We motivate the above definition using the law of cosines in \(\mathbb{R}^2 \). In our language, the law of cosines asserts that if \(x,y\) are two nonzero vectors, and if \(\alpha>0\) is the angle between them, then
\[ \|y-x\|^2 = \|x\|^2 + \|y\|^2 - 2\|x\|\,\|y\|\cos\alpha. \nonumber \]
Figure \(\PageIndex{4}\)
In particular, \(\alpha=90^\circ\) if and only if \(\cos(\alpha)=0\text{,}\) which happens if and only if \(\|y-x\|^2 = \|x\|^2+\|y\|^2\). Therefore,
\[ \begin{split} \text{$x$ and $y$ are perpendicular} \amp\iff \|x\|^2 + \|y\|^2 = \|y-x\|^2 \\ \amp\iff x\cdot x + y\cdot y = (y-x)\cdot(y-x) \\ \amp\iff x\cdot x + y\cdot y = y\cdot y + x\cdot x -2x\cdot y \\ \amp\iff x\cdot y = 0. \end{split} \nonumber \]
To reiterate:
\[ x\perp y \quad\iff\quad x\cdot y = 0 \quad\iff\quad \|y-x\|^2 = \|x\|^2 + \|y\|^2. \nonumber \]

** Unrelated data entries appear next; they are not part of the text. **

PR #2887, opened 2021-09-10
Split runWalletCoinSelection wrapper into a separate function

rvl:
The `runWalletCoinSelection` function calls the generic `performSelection` function.

This PR splits the preparation of `performSelection` parameters into a new wrapper function.

### Issue Number

ADP-919

### DIFF
--- a/lib/core/src/Cardano/Wallet.hs
+++ b/lib/core/src/Cardano/Wallet.hs
@@ -223,7 +223,9 @@ import Cardano.Wallet.Logging
     ( BracketLog
     , BracketLog' (..)
     , bracketTracer
-    , resultTracer
+    , formatResultMsgWith
+    , resultSeverity
+    , traceResult
     , traceWithExceptT
     , unliftIOTracer
     )
@@ -294,15 +296,13 @@ import Cardano.Wallet.Primitive.AddressDiscovery.Shared
     , isShared
     )
 import Cardano.Wallet.Primitive.CoinSelection
-    ( ErrPrepareOutputs (..)
+    ( ErrWalletSelection (..)
     , SelectionConstraints (..)
-    , SelectionError (..)
     , SelectionParams (..)
-    , performSelection
+    , runWalletCoinSelection
     )
 import Cardano.Wallet.Primitive.CoinSelection.Balance
-    ( SelectionReportDetailed
-    , SelectionReportSummarized
+    ( SelectionError (..)
     , SelectionResult (..)
     , UnableToConstructChangeError (..)
     , emptySkeleton
@@ -482,7 +482,7 @@ import Data.Void
 import Data.Word
     ( Word64 )
 import Fmt
-    ( blockListF, pretty, (+|), (+||), (|+), (||+) )
+    ( blockListF, build, fmt, nameF, pretty, (+|), (+||), (|+), (||+) )
 import GHC.Generics
     ( Generic )
 import Safe
@@ -500,7 +500,6 @@ import qualified Cardano.Crypto.Wallet as CC
 import qualified Cardano.Wallet.Primitive.AddressDiscovery.Random as Rnd
 import qualified Cardano.Wallet.Primitive.AddressDiscovery.Sequential as Seq
 import qualified Cardano.Wallet.Primitive.AddressDiscovery.Shared as Shared
-import qualified Cardano.Wallet.Primitive.CoinSelection.Balance as Balance
 import qualified Cardano.Wallet.Primitive.Migration as Migration
 import qualified Cardano.Wallet.Primitive.Types as W
 import qualified Cardano.Wallet.Primitive.Types.Coin as Coin
@@ -1394,7 +1393,7 @@ selectAssetsNoOutputs
     -> ExceptT ErrSelectAssets IO result
 selectAssetsNoOutputs ctx wid wal tx transform = do
     -- NOTE:
-    -- Could be made nicer by allowing 'performSelection' to run with no target
+    -- Could be made nicer by allowing 'runWalletCoinSelection' to run with no target
     -- outputs, but to satisfy a minimum Ada target.
     --
     -- To work-around this immediately, I am simply creating a dummy output of
@@ -1402,7 +1401,8 @@ selectAssetsNoOutputs ctx wid wal tx transform = do
     -- result. The resulting selection will therefore have a delta that is at
     -- least the size of the deposit (in practice, slightly bigger because this
     -- extra outputs also increases the apparent minimum fee).
-    deposit <- calcMinimumDeposit @_ @s @k ctx wid
+    deposit <- withExceptT ErrSelectAssetsNoSuchWallet $
+        calcMinimumDeposit @_ @s @k ctx wid
     let dummyAddress = Address ""
     let dummyOutput  = TxOut dummyAddress (TokenBundle.fromCoin deposit)
     let outs = dummyOutput :| []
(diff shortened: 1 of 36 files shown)


lib/core/src/Cardano/Wallet.hs
```diff
@@ -2842,10 +2835,8 @@ data WalletFollowLog
 
 -- | Log messages from API server actions running in a wallet worker context.
 data WalletLog
-    = MsgSelectionStart UTxOIndex (NonEmpty TxOut)
-    | MsgSelectionError SelectionError
-    | MsgSelectionReportSummarized SelectionReportSummarized
-    | MsgSelectionReportDetailed SelectionReportDetailed
+    = MsgSelectAssets UTxOIndex TransactionCtx [TxOut] (BracketLog' (Either ErrSelectAssets (SelectionResult TokenBundle)))
```
jonathanknowles, line 2838: My comment from the previous review applies here:

https://github.com/input-output-hk/cardano-wallet/pull/2877#discussion_r705265581

jonathanknowles (commented):
Hi @rvl 

The following commits seem totally fine, no issues:
- ✅  f4f4840271795a923d7b7fcd43c12523f8f1d9a2
- ✅ 3b35cc4050cfd84033889c2b7d7faa0541409753

**Regarding ba2ad3220fd9db724283fd894e42a3250cd00b60:**

I've read through the wrapper function, and I believe I understand how it works. I'm okay to give it ✅ on the basis that:
- we have tested the case where it succeeds;
- test coverage for the failure modes can be improved in further PRs;
- merging this PR will unblock other urgent work.

**Regarding ba2ad3220fd9db724283fd894e42a3250cd00b60:**

Since I'm at the end of the time I have available this evening, I'm not really able to check this. Though I'd be happy to look at this again when I'm back. But if you can get someone to check over it, then I'm fine with it.

lib/core/src/Cardano/Wallet.hs
rvl: For normal data types it is reasonable to use record fields, but these types are just for logging. The message constructors are always used in the vicinity of the type definition. We want the definitions to be compact and unobtrusive, and we want it to be easy to add new log message constructors.

lib/core/src/Cardano/Wallet/Logging.hs
```diff
@@ -148,86 +160,187 @@ stdoutTextTracer = Tracer $ liftIO . B8.putStrLn . T.encodeUtf8 . toText
...
+    ]
+
+-- | A good default mapping of message severities for 'traceResult'.
+resultSeverity :: Severity -> BracketLog' (Either e r) -> Severity
+resultSeverity base = \case
+    BracketStart -> base
+    BracketFinish (Left _) -> Error
+    BracketFinish (Right _) -> base
+    BracketException _ -> Error
+    BracketAsyncException _ -> base
```
sevanspowell, line 218: Hmm, why does this return `base` instead of error? What about the asynchronous nature of the exception encourages this distinction?

lib/core/src/Cardano/Wallet.hs
sevanspowell: In general, I agree with Jonathan here. I have no idea how to produce and consume a value of this type, and I have no helpers or commentary to guide me, and adding helpers or commentary is hindered by the fact that it's all embedded. But if you truly feel the benefits outweigh the costs, and that this will only be used in a limited context, then I don't mind*.

*until I have to touch it

sevanspowell:
I'm a bit foggy on the "why". What motivated this change?

lib/core/src/Cardano/Wallet/Primitive/CoinSelection/Balance.hs
```diff
@@ -281,6 +283,10 @@ data SelectionResult change = SelectionResult
     }
     deriving (Generic, Eq, Show)
 
+-- | Make a transaction input resolver from the coin selection.
+inputFromSelection :: SelectionResult change -> TxIn -> Maybe TxOut
+inputFromSelection cs = flip lookup $ NE.toList $ view #inputsSelected cs
```
jonathanknowles, line 288: This function seems a bit specific to include in the `Balance` module. Perhaps it could be defined locally, where needed?

(I suspect it's currently a weed though -- I couldn't find a place where it's used in this PR.)

lib/core/src/Cardano/Wallet/Primitive/CoinSelection/Balance.hs
```diff
@@ -445,6 +451,23 @@ prepareOutputsWith minCoinValueFor = fmap $ \out ->
         then bundle { coin = minCoinValueFor (view #tokens bundle) }
         else bundle
 
+-- | Parameters of the 'performSelection' function.
+data PerformSelection = PerformSelection
```
jonathanknowles, line 455:
```suggestion
data PerformSelectionParams = PerformSelectionParams
```

lib/core/src/Cardano/Wallet/Primitive/CoinSelection/Balance.hs
```diff
@@ -1115,17 +1120,6 @@ makeChange criteria
...
-    MakeChangeCriteria
-        { minCoinFor
-        , bundleSizeAssessor
-        , requiredCost
-        , extraCoinSource
-        , inputBundles
-        , outputBundles
-        , assetsToMint
-        , assetsToBurn
-        } = criteria
```
jonathanknowles, line 1127: This change seems superfluous to this PR.

Could it be removed?

The risk of superfluous changes is that we increase the risk of merge conflicts later on.

I'm not convinced that the use of `RecordWildCards` helps here, for the same reasons stated in previous PRs. There are so many identifiers in use within this module that using record wild cards makes it harder for readers to figure out where bindings have been introduced.

lib/core/src/Cardano/Wallet/Primitive/CoinSelection.hs
```diff
@@ -192,20 +217,19 @@ data SelectionParams = SelectionParams
...
+-- failed.
+data ErrWalletSelection
+    = ErrWalletSelectionOutputs ErrPrepareOutputs
+    | ErrWalletSelectionBalance SelectionError
     deriving (Eq, Show)
 
 -- | Prepares the given user-specified outputs, ensuring that they are valid.
---
-prepareOutputs
+validateTxOutsForSelection
```
jonathanknowles, line 228: Suggestion: use `prepareTxOutsForSelection`.
Justification:
1. This function doesn't just perform validation: it also adjusts the contents of the outputs.
2. We've used "prepare" everywhere else. (`ErrPrepareOutputs` for example.)
```suggestion
prepareTxOutsForSelection
```

lib/core/src/Cardano/Wallet.hs
```diff
@@ -1496,50 +1502,48 @@ selectAssets
...
+                , computeSelectionLimit =
+                    view #computeSelectionLimit tl pp txCtx
+                , maximumCollateralInputCount =
+                    view #maximumCollateralInputCount pp
+                , depositAmount =
+                    view #stakeKeyDeposit pp
+                }
+            SelectionParams
+                { assetsToBurn = TokenMap.empty -- TODO: [ADP-861]
+                , assetsToMint = TokenMap.empty -- TODO: [ADP-861]
```
jonathanknowles, line 1527: I think this should probably be ADP-346.
```suggestion
                { assetsToBurn = TokenMap.empty -- TODO: [ADP-346]
                , assetsToMint = TokenMap.empty -- TODO: [ADP-346]
```

lib/core/src/Cardano/Wallet.hs
```diff
@@ -1388,15 +1393,16 @@ selectAssetsNoOutputs
...
     -- outputs, but to satisfy a minimum Ada target.
     --
     -- To work-around this immediately, I am simply creating a dummy output of
     -- exactly the required deposit amount, only to discard it on the final
     -- result. The resulting selection will therefore have a delta that is at
     -- least the size of the deposit (in practice, slightly bigger because this
     -- extra outputs also increases the apparent minimum fee).
-    deposit <- calcMinimumDeposit @_ @s @k ctx wid
+    deposit <- withExceptT ErrSelectAssetsNoSuchWallet $
+        calcMinimumDeposit @_ @s @k ctx wid
```
jonathanknowles, line 1405: Hi @rvl, are you planning to move the `dummyOutput` logic into the `CoinSelection` module as part of this PR?

jonathanknowles (commented):
Hi @rvl 

I've had another look, and left some more comments.

I think that this PR might become easier to finish once we've made progress with exposing a `extraCoinSink` parameter. (Which will be tackled as part of a revised ADP-1117.)

jonathanknowles:
I think we should be able to close this PR for the moment, since:

- the only commit that hasn't been merged is https://github.com/input-output-hk/cardano-wallet/pull/2887/commits/47461b60a860abfbdd23acded0875f30dc1a7e2a;
- the functionality provided by this commit has already been provided by other PRs that are already merged to `master`.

Find all vectors orthogonal to \(v = \left(\begin{array}{c}1\\1\\-1\end{array}\right).\)
Solution
We have to find all vectors \(x\) such that \(x\cdot v = 0\). This means solving the equation
\[ 0 = x\cdot v = \left(\begin{array}{c}x_1\\x_2\\x_3\end{array}\right)\cdot\left(\begin{array}{c}1\\1\\-1\end{array}\right) = x_1 + x_2 - x_3. \nonumber \]
The parametric form for the solution set is \(x_1 = -x_2 + x_3\text{,}\) so the parametric vector form of the general solution is
\[ x = \left(\begin{array}{c}x_1\\x_2\\x_3\end{array}\right) = x_2\left(\begin{array}{c}-1\\1\\0\end{array}\right) + x_3\left(\begin{array}{c}1\\0\\1\end{array}\right). \nonumber \]

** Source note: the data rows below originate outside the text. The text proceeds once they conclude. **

PR #2889, opened 2021-09-10
tests: Add --env NAME=VALUE option to hspec runners

rvl:
Adds extra option handling to the integration test suite.
Environment variables can be set from the command line, which can be helpful.


Anviking (approved):
👌  If you really want `pure: true` — sure.

A bit torn on `hspecMain`-style functions hiding custom magic without being explicit about it.

rvl:
Perhaps I could put our magic `hspecMain` into a different module? It's nice to have the common setup code for all test suites in one place.

bors r+

PR #2891, opened 2021-09-12
Simplify handling of `extraCoinSource` within `Balance` module.

jonathanknowles:
## Issue Number

ADP-1113

## Overview

This PR:
- simplifies the handling of `extraCoinSource` within the `Balance` module.
- clarifies the handling of the case where we produce an empty selection (one where we have selected no inputs).
- provides a set of functions to calculate UTXO balance sufficiency, and uses them to reduce code duplication in `Balance` and `BalanceSpec`.

## Details

Many parts of the `Balance` module give special consideration to the "extra coin source", by performing various calculations to add and subtract it from the balance. It's considered in all of the following places:

- `performSelection`
- `runSelection`
- `makeChange`

There's quite a bit of code duplication. This makes introducing further changes riskier than necessary.

In reality, a finished selection must **_always_** include at least one input. So it's safe to assume that the extra coin source can always be completely spent.

Therefore, it's unnecessary to even consider the extra coin source when selecting UTxO entries within `runSelection`, provided that `runSelection` is called with the correct balance to cover, and provided we ensure that `runSelection` always produces at least one input.

### DIFF
--- a/lib/core-integration/src/Test/Integration/Framework/TestData.hs
+++ b/lib/core-integration/src/Test/Integration/Framework/TestData.hs
@@ -45,6 +45,7 @@ module Test.Integration.Framework.TestData
     , errMsg403NotAByronWallet
     , errMsg403NotAnIcarusWallet
     , errMsg403NotEnoughMoney
+    , errMsg403EmptyUTxO
     , errMsg403WrongPass
     , errMsg403AlreadyInLedger
     , errMsg404NoSuchPool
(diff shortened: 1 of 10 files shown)


sevanspowell:
From what I've seen so far, this looks good. I appreciate the reduction in cognitive overhead by removing the special handling around extraCoinSource.

jonathanknowles:
@sevanspowell and I had a review call, where we walked through all the commits in this PR.

A couple of suggestions were made:
- [x] We should add commentary to each of the cases in `prop_runSelectionNonEmpty_inner`, to explain the reasoning for each of the expectations. (Added in 730d4a224e453868f1b664c2afb3313014983781.)
- [x] We should extract out a function for `selectionDelta` (computing the difference between total input value and total output value) and reuse it from the test suite. We decided that this could be handled in a future PR. (Added to the scope of ADP-1117.)

sevanspowell:
Thank you for breaking this PR up into logical commits! I'm very convinced that this PR is correct :heavy_check_mark:

sevanspowell (approved):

Therefore, the answer is the plane
\[ \text{Span}\left\{\left(\begin{array}{c}-1\\1\\0\end{array}\right),\;\left(\begin{array}{c}1\\0\\1\end{array}\right)\right\}. \nonumber \]
For instance,
\[\left(\begin{array}{c}-1\\1\\0\end{array}\right)\perp\left(\begin{array}{c}1\\1\\-1\end{array}\right)\quad\text{because}\quad \left(\begin{array}{c}-1\\1\\0\end{array}\right)\cdot\left(\begin{array}{c}1\\1\\-1\end{array}\right) = 0\text{.} \nonumber \]

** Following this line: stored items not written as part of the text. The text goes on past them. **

PR #2894, opened 2021-09-14
Add docker-compose smoke test into GH actions for Linux and MacOS

piotr-iohk:
- [ ] Trying to reproduce the issue and as a result adding GH actions workflows for testing docker-compose.yml on Linux and MacOS

### Comments

Cannot add workflow for Windows as Linux based containers are not supported on Windows VMs in GH actions (https://github.com/actions/virtual-environments/issues/252)

### Issue Number

ADP-1115

### DIFF
--- a/.github/workflows/docker_linux.yml
+++ b/.github/workflows/docker_linux.yml
@@ -1,0 +1,30 @@
+name: Docker-compose Linux
+on:
+  schedule:
+  - cron:  "0 23 * * *"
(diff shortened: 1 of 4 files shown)


rvl (approved):
Good idea.

piotr-iohk:
Workflows are scheduled nightly which should be enough, it's possible also to run by hand which can be useful on releases.

PR #2895, opened 2021-09-14
Logging and test improvements

rvl:
A few miscellaneous improvements to logging and tests, used for the signTx feature.

### Comments

The individual commit messages should explain things well enough.

### Issue Number

ADP-919

PR #2896, opened 2021-09-14
Change SealedTx to have dual representations, stub signTx endpoint

rvl:
This improves the `SealedTx` type so that it can be used in either bytestring or Cardano.Tx form, whichever is more convenient.

### Comments

A couple tests needed to be disabled for this change to be separated from PR #2754, but they will be put back in a later PR.

Based on the PR #2895 branch - merge that first.

### Issue Number

ADP-919


paweljakubas (approved):
lgtm! Target `SealedTx` type and multitude of transformations introduced. A number of things stubbed, but it is ok. In the finalizing PR there will be a chance to add more changes. For the time being this PR should unlock many other PRs.

lib/core/src/Cardano/Wallet/Primitive/Types/Tx.hs
```diff
@@ -445,8 +605,7 @@ newtype SerialisedTx = SerialisedTx { payload :: ByteString }
 -- incomplete set of serialised witnesses, along with an encoding of the
```
sevanspowell:
```suggestion
-- incomplete set of serialised witnesses.
```

sevanspowell (approved):
It's very difficult for me to say "this is correct and I'm convinced it hasn't broken anything", but at the very least this looks sane :heavy_check_mark:

lib/core/test/unit/Cardano/Wallet/Api/Malformed.hs
```diff
@@ -1487,6 +1512,9 @@ instance Malformed (BodyParam (ApiBytesT 'Base64 SerialisedTx))
 -- no cases here as all bad requests are served by ErrDecodeSignedTxWrongPayload
 -- in Server.hs. Tested by integration tests.
 
+instance Malformed (BodyParam (ApiT SealedTx)) where
+    malformed = [] -- fixme: add a couple things
```
sevanspowell, line 1516: Can this be filled in at this stage?

lib/core/test/unit/Cardano/WalletSpec.hs
```diff
@@ -613,40 +611,7 @@ walletKeyIsReencrypted
...
-        , outputsCovered =
-            [ TxOut (Address "destination") (TokenBundle.fromCoin $ Coin 14) ]
-        , changeGenerated =
-            [ (TokenBundle.fromCoin $ Coin 1) ]
-        , utxoRemaining =
-            UTxOIndex.empty
-        }
-
-    ctx = defaultTransactionCtx
+walletKeyIsReencrypted (_wid, _wname) (_xprv, _pwd) _newPwd = property True
```
sevanspowell, line 613: Is there a JIRA ticket logged for re-implementing this?

rvl: There is now: ADP-1132.

sevanspowell: Thanks!

lib/core/test/unit/Cardano/Wallet/Api/Malformed.hs
sevanspowell: I think this might be more difficult that it seems, only an OctetStream is accepted by the endpoint. I'm not sure BodyParam has been designed around this use-case. Investigating further.

sevanspowell: The default request body for this machinery is to use JSON as the content type:

```
defaultApiRequest :: Request
defaultApiRequest = defaultRequest
    { requestHeaders =
        [ (hContentType, "application/json")
        , (hAccept, "*/*")
        ]
    }
```

I think I need to modify:

```
    type MkBodyRequest (ReqBody '[ct] a :> sub) = BodyParam a -> IO (MkBodyRequest sub)
    gEveryBodyParam _ req b =
        gEveryBodyParam (Proxy @sub) <$> (setRequestBody b req)
```

To pattern match on `OctetStream` on the type-level and set the content-type accordingly.

Not sure on how to do that yet.

sevanspowell: This seems to be working, so glad I did some research on Servant a little while ago:

```
instance {-# OVERLAPPING #-}
    ( GEveryEndpoints sub
    ) => GEveryEndpoints (ReqBody '[OctetStream] a :> sub)
  where
    gEveryEndpoint _ =
        gEveryEndpoint (Proxy @sub)

    type MkPathRequest (ReqBody '[OctetStream] a :> sub) = MkPathRequest sub
    gEveryPathParam _ =
        gEveryPathParam (Proxy @sub)

    type MkBodyRequest (ReqBody '[OctetStream] a :> sub) = BodyParam a -> IO (MkBodyRequest sub)
    gEveryBodyParam _ req b =
        gEveryBodyParam (Proxy @sub) <$> (setRequestBody b req {
            requestHeaders = [ (hContentType, "application/octet-stream")
                             , (hAccept, "*/*")
                             ]
        })

    type MkHeaderRequest (ReqBody '[OctetStream] a :> sub) = Header "Content-Type" OctetStream -> MkHeaderRequest sub
    gEveryHeader _ req (Header h) =
        gEveryHeader (Proxy @sub) $ req
            { requestHeaders = requestHeaders req ++ [(hContentType, h)] }

```

rvl: Great, so if we put a few examples like this:
```haskell
malformed = [("", _todo1), ("hello", _todo2), ("cafecafe", _todo3)]
```
then the tests pass??

lib/core/src/Cardano/Wallet/Transaction.hs
```diff
@@ -42,33 +43,39 @@ import Cardano.Wallet.Primitive.AddressDerivation
...
     ( NonEmpty )
 import Data.Text
     ( Text )
+import Fmt
+    ( Buildable (..), genericF )
 import GHC.Generics
     ( Generic )
 
-data TransactionLayer k = TransactionLayer
+data TransactionLayer k tx = TransactionLayer
```
Anviking, line 78: I am intrigued about the direction of this `tx` parameter, but it seems you are not really leveraging it in this pr, right? There is no `mapTx :: (tx1 -> tx2) -> TransactionLayer k tx1 -> TransactionLayer k tx2` or similar, and you only use it with `SealedTx`?

rvl: Yes, you are right - this type parameter isn't used by this PR. I am hoping to be able to:
1. Swap the SealedTx type for a mock type in unit testing.
2. Remove the dependency on cardano-api in cardano-wallet-core.

rvl:
Added weeder roots for temporarily unused functions.

bors r+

Find all vectors orthogonal to both \(v = \left(\begin{array}{c}1\\1\\-1\end{array}\right)\) and \(w = \left(\begin{array}{c}1\\1\\1\end{array}\right)\).
Solution
We have to solve the system of two homogeneous equations
\[\begin{aligned}0&=x\cdot v=\left(\begin{array}{c}x_1\\x_2\\x_3\end{array}\right)\cdot\left(\begin{array}{c}1\\1\\-1\end{array}\right)=x_1+x_2-x_3 \\ 0&=x\cdot w=\left(\begin{array}{c}x_1\\x_2\\x_3\end{array}\right)\cdot\left(\begin{array}{c}1\\1\\1\end{array}\right)=x_1+x_2+x_3.\end{aligned}\]
In matrix form:
\[ \left(\begin{array}{ccc}1&1&-1\\1&1&1\end{array}\right) \;\xrightarrow{\text{RREF}}\;\left(\begin{array}{ccc}1&1&0\\0&0&1\end{array}\right). \nonumber \]
The parametric vector form of the solution set is
\[ \left(\begin{array}{c}x_1\\x_2\\x_3\end{array}\right) = x_2\left(\begin{array}{c}-1\\1\\0\end{array}\right). \nonumber \]
Therefore, the answer is the line
\[ \text{Span}\left\{\left(\begin{array}{c}-1\\1\\0\end{array}\right)\right\}. \nonumber \]
For instance,
\[ \left(\begin{array}{c}-1\\1\\0\end{array}\right)\cdot\left(\begin{array}{c}1\\1\\-1\end{array}\right) = 0 \quad\text{and}\quad \left(\begin{array}{c}-1\\1\\0\end{array}\right)\cdot\left(\begin{array}{c}1\\1\\1\end{array}\right) = 0. \nonumber \]
More generally, the law of cosines gives a formula for the angle \(\alpha\) between two nonzero vectors:
\[ \begin{split} 2\|x\|\|y\|\cos(\alpha) \amp= \|x\|^2 + \|y\|^2 - \|y-x\|^2 \\ \amp= x\cdot x + y\cdot y - (y-x)\cdot (y-x) \\ \amp= x\cdot x + y\cdot y - y\cdot y - x\cdot x + 2x\cdot y \\ \amp= 2x\cdot y \\ \amp\quad\implies \alpha = \cos^{-1}\left(\frac{x\cdot y}{\|x\|\|y\|}\right). \end{split} \nonumber \]
In higher dimensions, we take this to be the definition of the angle between \(x\) and \(y\).